30. A method for nanopore sequencing with reduced error comprising;

providing a substrate having an upper solution above the substrate and a lower solution below the substrate, the substrate comprising a plurality of nanopores connecting the upper solution and lower solution, the nanopores sized to pass single stranded nucleic acids;

providing a voltage across the nanopores to produce a measurable current flow through the nanopores;

measuring the current through the nanopores over time as the nucleic acid templates are translated through the nanopore;

measuring the sequence of a portion of a plurality template nucleic acids as they translate through the pore using the measured current over time; wherein some of the plurality of template nucleic acids comprise the same sequence, and

wherein the sequence of some of the plurality of nucleic acids is measured under one set of reaction conditions, and the sequence of some of the plurality of nucleic acids is measured under a second set of reaction conditions, where the first and second reaction conditions each provide different error profiles, and

determining a sequence by combining the measured sequences under the first and second reaction conditions to obtain a reduced error rate than for a sequence determined under one reaction condition.

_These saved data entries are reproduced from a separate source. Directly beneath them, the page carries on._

PR #159, opened 2024-03-21
Add instructions for systemd

### LINKED ISSUE #80: Persistent mount on Linux
### Please describe the feature/improvement you would like to see added.

Mounted buckets are remounted at login on Windows. It would be nice to have the same functionality on Linux.

### Please explain why you think adding this feature/improvement is important.

Linux users would be more likely to be able to set up a process to remount their containers on their own, but that's not a guarantee. I see no reason why we should be less friendly to Linux users.

jfantinhardesty:

- [x] Refactor
- [x] Feature
- [ ] Bug Fix
- [ ] Optimization
- [ ] Documentation Update

This adds correct instructions and additional documentation to have cloudfuse run using systemd.

### Checklist

- [x] Tested locally
- [ ] Added new dependencies
- [ ] Updated documentation
- [ ] Added tests

### Related Issues

- Related Issue #
- Closes #80


setup/readme.md
Dabnsky, line 1: We need an end-user to follow these instructions to give us feedback. any ideas on where to fine volunteers?

Dabnsky (approved):

setup/cloudfuse.service
```diff
@@ -0,0 +1,22 @@
...
+User=CloudfuseUser
+# Path to the location Cloudfuse will mount to. Note this folder must currently exist.
+Environment=MoutingPoint=/path/to/mounting/point
+# Path to the configuration file.
+Environment=ConfigFile=/path/to/config/file/config.yaml
+
+# Under the hood
+Type=forking
+ExecStart=/usr/bin/cloudfuse mount ${MoutingPoint} --config-file=${ConfigFile}
+ExecStop=/usr/bin/fusermount -u ${MoutingPoint}
```
foodprocessor, line 19: Should we make this a lazy unmount?

setup/readme.md
```diff
@@ -1,11 +1,14 @@
...
-2. Prepare the config file. Name of the container should be specified by `azstorage:container` in config file or AZURE_STORAGE_ACCOUNT_CONTAINER environment variable. 
-3. Download cloudfuse.service and put it into /etc/systemd/system
-4. Edit the file, changing environment values in Service block.
-5. Run command to reload service config files: `systemctl daemon-reload`
-6. Start service: `systemctl start cloudfuse.service`
-7. Make the service starting with system: `systemctl enable cloudfuse.service`
-8. Please Note that the example has the User AzureUser, please create a user called AzureUser or replace this with an existing user.
+## Steps to install Cloudfuse to systemd
+
+1. Prepare the configuration file `config.yaml` that cloudfuse will use to start your mount. Follow the general instructions for creating a config.yaml file from the Readme.
```
foodprocessor, line 5: Can you link back to the config instructions here?

setup/readme.md
```diff
@@ -1,11 +1,14 @@
...
+2. In the cloudfuse.service file, edit all of the fields under the `Service` section and replace them for your system. Please note that the example has the User CloudfuseUser, please create a user called CloudfuseUser or replace this with an existing user.
+3. Copy the cloudfuse.service and place it in /etc/systemd/system:
+   `cp cloudfuse.service /etc/systemd/system`
```
foodprocessor, line 8: I think this, and all the `systemctl` commands should have `sudo`

setup/readme.md
```diff
@@ -1,11 +1,14 @@
...
-3. Download cloudfuse.service and put it into /etc/systemd/system
-4. Edit the file, changing environment values in Service block.
-5. Run command to reload service config files: `systemctl daemon-reload`
-6. Start service: `systemctl start cloudfuse.service`
-7. Make the service starting with system: `systemctl enable cloudfuse.service`
-8. Please Note that the example has the User AzureUser, please create a user called AzureUser or replace this with an existing user.
+## Steps to install Cloudfuse to systemd
+
+1. Prepare the configuration file `config.yaml` that cloudfuse will use to start your mount. Follow the general instructions for creating a config.yaml file from the Readme.
+2. In the cloudfuse.service file, edit all of the fields under the `Service` section and replace them for your system. Please note that the example has the User CloudfuseUser, please create a user called CloudfuseUser or replace this with an existing user.
```
foodprocessor, line 6: I think we need to add the cloudfuse.service file to our deployment pipeline so it makes it into our Linux builds.
Relatedly, I'm not sure: should we push it to /etc/systemd ourselves? That might be the common practice.

foodprocessor (commented):
Looks good, but I got a SegFault!

foodprocessor (approved):
J/k it works now!

setup/readme.md
foodprocessor: I think cp needs it too.

setup/cloudfuse.service
jfantinhardesty: Yes, and this is fixed.

setup/readme.md
jfantinhardesty: Fixed.

setup/readme.md
jfantinhardesty: Fixed.

setup/readme.md
jfantinhardesty: I agree. After doing some reading it looks like we could write to /usr/lib/systemd/ which seems to be where these files should be placed for installed software https://unix.stackexchange.com/questions/206315/whats-the-difference-between-usr-lib-systemd-system-and-etc-systemd-system. I will add this to the backlog.

PR #160, opened 2024-03-22
Fix formatting testify tests

jfantinhardesty:

- [x] Refactor
- [ ] Feature
- [ ] Bug Fix
- [ ] Optimization
- [ ] Documentation Update

Fixes the formatting of our testify tests by using best practices from the testify linter https://github.com/Antonboom/testifylint. Additionally, this fixes the order of the assert expected and actual values so they are now all in the correct order. These were all automatically fixed by the linter so the changes should be correct.

### Checklist

- [x] Tested locally
- [ ] Added new dependencies
- [ ] Updated documentation
- [ ] Added tests

### Related Issues

- Related Issue #
- Closes #


common/version_test.go
```diff
@@ -49,39 +49,39 @@ func (vSuite *versionTestSuite) TestVersionEquality() {
 
 	v1, _ := ParseVersion("10.0.0")
 	v2, _ := ParseVersion("10.0.0")
-	assert.Equal(v1.compare(*v2), 0)
+	assert.Equal(0, v1.compare(*v2))
```
Dabnsky, line 52: Did the linter make these changes as well? Seems like a trivial change here.

Dabnsky (approved):
I think I like these assert functions. they seem more convenient and intuitive.

common/version_test.go
jfantinhardesty: Yes. These changes to Equal are the most important ones in the PR. The Equal function expects that the first values is the expected value and the second is the actual value. When the tests are passing it doesn't matter the order, but when I test fails then the order being wrong will mislead you. Because the error message you will get is backward and it will tell you the wrong expected value and the wrong actual value.

foodprocessor (approved):
A delightful and complete improvement!

PR #181, opened 2024-04-05
Bugfix: File cache rename directory fails to remove source directory

foodprocessor:

- [ ] Refactor
- [ ] Feature
- [x] Bug Fix
- [ ] Optimization
- [ ] Documentation Update

Change file cache `invalidateDirectory` to delete files in order (children first)
Also added error logging for `os.RemoveAll`

### Checklist

- [x] Tested locally
- [ ] Added new dependencies
- [ ] Updated documentation
- [x] Added tests

### Related Issues

- Related Issue #
- Closes #

### DIFF
--- a/component/file_cache/file_cache.go
+++ b/component/file_cache/file_cache.go
@@ -399,29 +399,47 @@ func (fc *FileCache) invalidateDirectory(name string) {
 		return
 	}
 	// TODO : wouldn't this cause a race condition? a thread might get the lock before we purge - and the file would be non-existent
+	var directoryStack []string
 	err = filepath.WalkDir(localPath, func(path string, d fs.DirEntry, err error) error {
 		if err == nil && d != nil {
-			log.Debug("FileCache::invalidateDirectory : %s (IsDir=%t) getting removed from cache", path, d.IsDir())
+			// WalkDir goes through the tree in lexical order
+			// 	so 'aDir' always comes before 'aDir/file'
+			// 	and 'bDir' always comes after the whole 'aDir' subtree
+			// We can leverage this lexical order to queue folders for deletion after their children
+
+			// queue all files for deletion
 			if !d.IsDir() {
+				log.Debug("FileCache::invalidateDirectory : %s (file) getting removed from cache", path)
 				fc.policy.CachePurge(path)
-			} else {
-				deleteDirError := deleteFile(path)
-				if deleteDirError != nil {
-					log.Warn("FileCache::invalidateDirectory : %s - failed to delete %s. Here's why: %v", name, path, deleteDirError)
+			}
+			// queue folders for deletion after their children
+			if len(directoryStack) > 0 {
+				lastDirIndex := len(directoryStack) - 1
+				if !strings.HasPrefix(path, directoryStack[lastDirIndex]) {
+					log.Debug("FileCache::invalidateDirectory : %s (directory) getting removed from cache", path)
+					fc.policy.CachePurge(directoryStack[lastDirIndex])
+					directoryStack = directoryStack[:lastDirIndex]
 				}
+			}
+			// remember folders we've come across, to queue up later
+			if d.IsDir() {
+				directoryStack = append(directoryStack, path)
 			}
 		}
 		return nil
 	})
+	// queue up the remaining folders for deletion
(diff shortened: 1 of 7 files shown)


component/file_cache/file_cache.go
```diff
@@ -395,30 +399,48 @@ func (fc *FileCache) invalidateDirectory(name string) {
...
+			}
 		}
 		return nil
 	})
+	// queue up the remaining folders for deletion
+	for len(directoryStack) > 0 {
+		lastIndex := len(directoryStack) - 1
+		path := directoryStack[lastIndex]
+		log.Debug("FileCache::invalidateDirectory : %s (directory) getting removed from cache", path)
+		fc.policy.CachePurge(path)
```
jfantinhardesty, line 436: Will CachePurge handle directories for both lfu and lru? I thought that it only handled files, which is why delete was called separately for directories?

component/file_cache/file_cache.go
```diff
@@ -395,30 +399,48 @@ func (fc *FileCache) invalidateDirectory(name string) {
...
 			if !d.IsDir() {
+				log.Debug("FileCache::invalidateDirectory : %s (file) getting removed from cache", path)
 				fc.policy.CachePurge(path)
-			} else {
-				deleteDirError := deleteFile(path)
-				if deleteDirError != nil {
-					log.Warn("FileCache::invalidateDirectory : %s - failed to delete %s. Here's why: %v", name, path, deleteDirError)
+			}
+			// queue folders for deletion after their children
+			if len(directoryStack) > 0 {
```
jfantinhardesty, line 416: Can you explain why you need to also do this here, when you also do a purge of everything at the end of the function?

component/file_cache/file_cache.go
foodprocessor: For both policies, `CachePurge`  removes the path from the policy data structure, and then pushes the path into a queue for deletion.
Since folders are not considered to be cached items, when `CachePurge` goes to remove them from the policy records, it does nothing. But it still goes on to put them in the deletion queue.
The key to my bug fix here is that the folders need to be deleted in a queue - after their children - and not immediately (as they were doing before). So I am using `CachePurge` to achieve that without doing a lot of extra work creating a separate function.
Both policies implement `CachePurge` to ultimately call `os.Remove` on whatever is passed in. So I think this should work either way. But I have not tested it with LFU.

I honestly can't tell why they had different behavior for files and directories. Maybe it's related to the fact that part of the `CachePurge` functionality doesn't apply to directories... But it's honestly confusing, and I don't want to dissect the mistaken thinking behind it.

jfantinhardesty: Yeah I like the change, and the logic behind it. Maybe you could add a test for the LRU and LFU to test using CachePurge to delete a directory, to check that it works correctly.

component/file_cache/file_cache.go
foodprocessor: Technically I don't have to do this here. But it felt more satisfying to delete folders as soon as they're empty, and not all at the end.
But the code is more repetitive this way. I'll give you that.

For extra clarity, with our standard test nested folder structure:

- a/
  - a/c1/
    - a/c1/gc1
  - a/c2

this is the difference between this deletion sequence:

1. a/c1/gc1
2. a/c1/
3. a/c2
4. a

and this one:

1. a/c1/gc1
2. a/c2
3. a/c1/
4. a/

jfantinhardesty: Since it makes the code more repetitive, maybe you could just do it at the end, since it doesn't seem to improve performance. Also, since that the function is called for every file or directory, it seems inefficient to iterate over the list for each directory.

component/file_cache/file_cache.go
foodprocessor: I have added tests for LRU and LFU.

component/file_cache/file_cache.go
foodprocessor: I have just simplified this algorithm quite a bit. Since WalkDir is called in series, I just used it to build a list of items, which I then delete in reverse order. No more repetitive or complex logic. Just a bit more memory usage.

jfantinhardesty (approved):

PR #188, opened 2024-04-09
Support case3 for StreamDir

jfantinhardesty:

- [ ] Refactor
- [x] Feature
- [ ] Bug Fix
- [ ] Optimization
- [ ] Documentation Update

We now support case 3 for StreamDir, when a file exists in local storage and in the cloud. We will serve the correct modify time and size of the file based on the local cache. This has an additional cost of about 4ms per call to StreamDir. So for 10,000 items in our test bucket, it takes an extra 40ms to support this, which is not great but not too bad either. Let me know if you think this should be behind a flag in the file cache.

### Checklist

- [x] Tested locally
- [ ] Added new dependencies
- [ ] Updated documentation
- [x] Added tests

### Related Issues

- Related Issue #
- Closes #

### DIFF
--- a/component/file_cache/file_cache.go
+++ b/component/file_cache/file_cache.go
@@ -442,8 +442,32 @@ func (fc *FileCache) DeleteDir(options internal.DeleteDirOptions) error {
 
 // StreamDir : Add local files to the list retrieved from storage container
 func (fc *FileCache) StreamDir(options internal.StreamDirOptions) ([]*internal.ObjAttr, string, error) {
+	// For stream directory, there are three different child path situations we have to potentially handle.
+	// 1. Path in storage but not in local cache
+	// 2. Path not in storage but in local cache (this could happen if we recently created the file [and are currently writing to it]) (also supports immutable containers)
+	// 3. Path in storage and in local cache (this could result in dirty properties on the service if we recently wrote to the file)
+
+	// To cover case 1, grab all entries from storage
 	attrs, token, err := fc.NextComponent().StreamDir(options)
 
+	for _, attr := range attrs {
+		entryPath := common.JoinUnixFilepath(attr.Path)
+
+		// Return from local cache only if file is not under download or deletion
+		// If file is under download then taking size or mod time from it will be incorrect.
+		if !attr.IsDir() && !fc.fileLocks.Locked(entryPath) {
+			entryCachePath := common.JoinUnixFilepath(fc.tmpPath, entryPath)
+			info, err := os.Stat(entryCachePath)
+
+			// Case 3 (file is in storage and in local cache) so update the relevant attributes
+			if err == nil {
+				attr.Mtime = info.ModTime()
+				attr.Size = info.Size()
+			}
+		}
+	}
+
+	// To cover case 2, grab entries from the local cache
 	if token == "" {
 		// This is the last set of objects retrieved from container so we need to add local files here
 		localPath := common.JoinUnixFilepath(fc.tmpPath, options.Name)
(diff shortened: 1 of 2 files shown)


component/file_cache/file_cache.go
```diff
@@ -442,8 +442,32 @@ func (fc *FileCache) DeleteDir(options internal.DeleteDirOptions) error {
...
 func (fc *FileCache) StreamDir(options internal.StreamDirOptions) ([]*internal.ObjAttr, string, error) {
+	// For stream directory, there are three different child path situations we have to potentially handle.
+	// 1. Path in storage but not in local cache
+	// 2. Path not in storage but in local cache (this could happen if we recently created the file [and are currently writing to it]) (also supports immutable containers)
+	// 3. Path in storage and in local cache (this could result in dirty properties on the service if we recently wrote to the file)
+
+	// To cover case 1, grab all entries from storage
 	attrs, token, err := fc.NextComponent().StreamDir(options)
 
+	for _, attr := range attrs {
```
foodprocessor, line 453: I think we optimize this by using a double-indexed loop, which walks results from `os.ReadDir` and `attrs` in parallel?
`attrs` is already alphabetized (I think!), and the `os.ReadDir` results can be alphabetized quickly using `slices.SortFunc`.
If you implement this suggestion, then since we call `os.ReadDir` to merge case 2 entries with the last chunk, maybe we could use a single `os.ReadDir` call and use the results for either thing based on whether we're on the last chunk.

component/file_cache/file_cache.go
```diff
@@ -442,8 +442,32 @@ func (fc *FileCache) DeleteDir(options internal.DeleteDirOptions) error {
...
+		entryPath := common.JoinUnixFilepath(attr.Path)
```
foodprocessor, line 454: Do we need to normalize the path here? I think the name here should already be normalized.

component/file_cache/file_cache.go
```diff
@@ -453,22 +477,23 @@ func (fc *FileCache) StreamDir(options internal.StreamDirOptions) ([]*internal.O
...
-					// If entry does not exists on storage then only return a local item here.
-					_, err := fc.NextComponent().GetAttr(internal.GetAttrOptions{Name: entryPath})
-					if err != nil && (err == syscall.ENOENT || os.IsNotExist(err)) {
-						log.Debug("FileCache::StreamDir : serving %s from local cache", entryPath)
-						attr := newObjAttr(entryPath, info)
-						attrs = append(attrs, attr)
+
+				if !entry.IsDir() && !fc.fileLocks.Locked(entryPath) {
+					entryCachePath := common.JoinUnixFilepath(fc.tmpPath, entryPath)
+					info, err := os.Stat(entryCachePath) // Grab local cache attributes
```
foodprocessor, line 483: It might be easier to get this stat information by calling `entry.Info()` instead of calling `os.Stat` explicitly.
Doing that may also have a performance benefit, since [according to the docs](https://pkg.go.dev/io/fs#DirEntry), the `os.ReadDir()` results might be reused to provide this data.

component/file_cache/file_cache_test.go
```diff
@@ -390,6 +389,97 @@ func (suite *fileCacheTestSuite) TestStreamDirCase2() {
...
+	suite.assert.EqualValues(file1, dir[0].Path)
+	suite.assert.EqualValues(1024, dir[0].Size)
+	suite.assert.EqualValues(file2, dir[1].Path)
+	suite.assert.EqualValues(1024, dir[1].Size)
+	suite.assert.EqualValues(file3, dir[2].Path)
+	suite.assert.EqualValues(1024, dir[2].Size)
+	suite.assert.EqualValues(subdir, dir[3].Path)
+}
+
+func pos(s []*internal.ObjAttr, e string) int {
```
foodprocessor, line 428: Very nice!

foodprocessor (changes requested):
I think with some optimization, maybe we could get the penalty down enough to avoid a flag!

component/file_cache/file_cache.go
```diff
@@ -453,22 +477,23 @@ func (fc *FileCache) StreamDir(options internal.StreamDirOptions) ([]*internal.O
...
+					if err == nil {
+						// This is an overhead for streamdir for now
+						// As list is paginated we have no way to know whether this particular item exists both in local cache
+						// and container or not. So we rely on getAttr to tell if entry was cached then it exists in cloud storage too
+						// If entry does not exists on storage then only return a local item here.
+						_, err := fc.NextComponent().GetAttr(internal.GetAttrOptions{Name: entryPath})
+						if err != nil && (err == syscall.ENOENT || os.IsNotExist(err)) {
+							// Case 2 (file only in local cache) so create a new attributes and add them to the storage attributes
+							log.Debug("FileCache::StreamDir : serving %s from local cache", entryPath)
+							attr := newObjAttr(entryPath, info)
```
foodprocessor, line 494: Since `info` is only used when `GetAttr` returns an error, can we fetch `info` here instead of doing so before calling `GetAttr`?

component/file_cache/file_cache.go
jfantinhardesty: Yes, using os.ReadDir is faster than the stat. I used your suggestion of a double-indexed loop and it is faster on Linux compared to the stat method when the cache is small. However, once the cache is larger, then this method will be slower. It is about a .5 -1ms penalty for every 500 files in the cache. So as long as the number of items in a folder is less than ~2000, this is better. On Windows, performance is significantly improved, with about a 1-2ms penalty per 500 files.

component/file_cache/file_cache.go
jfantinhardesty: Good catch.

component/file_cache/file_cache.go
jfantinhardesty: Thanks for the suggestion. Yeah it seems .Info could be slightly faster, so I moved it all to .Info().

component/file_cache/file_cache.go
jfantinhardesty: Yes, good catch. This will be much faster.

foodprocessor (approved):
Great!
If we see performance complaints down the road, we can always flag this, but I think this is a very good solution to a complex problem.
Thank you!

Dabnsky (approved):

PR #80, opened 2026-07-27
Make Ableton Link work out of the box

shibco:
This PR provides additional setup support for `ableton-linkd`.

### DIFF
--- a/CHANGELOG.md
+++ b/CHANGELOG.md
@@ -11,6 +11,10 @@
   as the X11 `PMinSize` hint, and the window manager stops the drag at
   the minimum.
 
+- The installer now configures Ableton Link networking during installation.
+  Pass `--no-link` to skip the privileged multicast-route and firewall step.
+  The NetworkManager hook now keeps the route on the current non-VPN default
+  interface.
 - Fixed a Live crash when closing WebView2 plugin editors (issue 52, Wine
   patch 0045). `RevokeDragDrop` now rejects windows owned by another process,
   matching `RegisterDragDrop`. Fix by Giang Nguyen. See
--- a/CHANGELOG.md
+++ b/CHANGELOG.md
@@ -11,10 +11,12 @@
   as the X11 `PMinSize` hint, and the window manager stops the drag at
   the minimum.
 
-- The installer now configures Ableton Link networking during installation.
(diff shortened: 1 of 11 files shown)


ClickSentinel:
An overarching note I would make about this is that the install will now require `sudo` by default, which I think is something to handle carefully. I'm not sure what I would do differently with that information but possibly a README.md note or something to reflect that.

ClickSentinel:
`configure_link()` short-circuits if `~/.local/share/ableton-wine/link-configured` already exists - it never re-runs `setup-link.sh`, so it never compares/replaces the old hook file. Anyone who ran the old `setup-link.sh` before this PR keeps the old, VPN-unsafe hook indefinitely after upgrading via --update, unless they manually delete the marker or re-run setup-link.sh by hand.

I would recommend making the marker version-aware instead of bare existence check so a logic change forces exactly 1 re-run on upgrade, but steady-state updates skip cleanly. 

See PR #83 for all recommended changes.

ClickSentinel (changes requested):
See PR #83 for details

shibco:
Hey @ClickSentinel guess what!

Setup no longer needs `sudo` 
(in most cases) 

My original approach was overengineered: the Link SDK already handles mutlicast discovery and bypasses the routing table completely. 

So this 'v3' design defers more to Link than its own setup.

As far as I can see, there are two instances where `sudo` is required for networking:

1. opening a port (UDP `20808`)  when the host has an active firewall
2. removing the shitty old OG hook I made on upgrade, once. If that removal fails, setup exits without recording v3 complete, so the next update retries. Declined (--no-link) installs get the removal command printed instead of a silent leftover.

I closed #83 because it is merged into this PR! Thank you for those commits! Please review the whole diff. 

In particular, no matter what, if this fails:

```
sudo ip route del 224.0.0.0/4
~/.local/share/ableton-wine/ableton-linkd --probe 10
WINEPREFIX="$HOME/.wine-ableton" \
  "$HOME/.local/opt/wine-d2d1-nspa-11.13/bin/wine" tools/linkprobe.exe
```
Block block approval until we fix it. No-route operation is the whole premise of this change.

ClickSentinel (approved):

ClickSentinel (approved):

PR #83, opened 2026-07-28
Make Link opt-out sticky and version the setup marker

ClickSentinel:
PR for a combination of fixes into #80 

`configure_link()` treats the marker file (`~/.local/share/ableton-wine/link-configured`) as a simple "have we done this before?" flag. That causes two things:

1. Anyone who already ran the old `setup-link.sh` has that marker sitting there, so `--update` will never touch it again — which means they never actually get the new VPN-aware NetworkManager hook. They're stuck on the old, VPN-unsafe one unless they know to delete the marker or re-run the script themselves. Kind of ironic since they're the people most likely to hit the bug this branch fixes.
2. `--no-link` doesn't stick. If someone opts out on their first install and later runs `--update` without remembering to pass `--no-link` again, they get hit with a surprise `sudo` prompt on what should've been a quiet update.

fixes:

- `setup-link.sh` now carries a `LINK_SETUP_VERSION`, written into the marker next to the interface name. `configure_link()` only skips when the recorded version matches what's expected, so bumping it forces one clean re-run on affected machines and then goes back to being quiet.
- `--no-link` now writes a `declined` state into that same marker, so it's respected on later `--update` runs without having to repeat it every time. Added `--link` as the explicit opt-back-in (shows up in `--help`, wired through the arg parser and into `configure_link()`).

Ran `bash -n` + shellcheck on both files, and walked through all six marker states by hand (fresh install, rerun at the same version, rerun at a stale version, `--no-link`, a later `--update` without re-passing it, and `--link` overriding a decline) — behaves as expected in each case.

Only `scripts/setup-link.sh` and `scripts/setup-run-header.sh` are touched, nothing else.

### DIFF
--- a/scripts/setup-link.sh
+++ b/scripts/setup-link.sh
@@ -5,6 +5,10 @@
 # ~/.local/share/ableton-wine/ableton-linkd); this script never builds software.
 set -euo pipefail
 here="$(cd "$(dirname "$0")" && pwd)"
+# Bump whenever this script's system-level effects change (hook body, firewall
+# rule, unit handling): forces one re-run on hosts with a stale marker so an
+# existing install picks up the fix instead of silently keeping old behavior.
+LINK_SETUP_VERSION=2
 
 if pgrep -f "Ableton Live.*\.exe" >/dev/null 2>&1; then
     echo "!! Live is running: close it before changing Link networking" >&2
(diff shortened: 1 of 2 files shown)


shibco:
Before I look at this, I will do some additional research to see if there's a way to avoid `sudo` all together. Brbrbrbbrbrbrbrbrb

31. The method of claim 30 further comprising controlling the rate of translation of a single stranded portion of the template nucleic acid through the pore with a processive enzyme associated with a template nucleic acid.

32. The method of claims 30-31 wherein the two reaction conditions comprise two different types of nanopores.

33. The method of claim 31 wherein the two reaction conditions comprise two different types of processive enzymes.

34. The method of claims 30-33 wherein the combined sequences represent sequences on a single molecule.

35. The method of claims 30-33 wherein the combined sequences represent sequences on different molecules.

36. The method of claims 30-35 wherein the change in reaction condition comprises a

change in the temperature, pH, or in the level of divalent cation or a combination of these.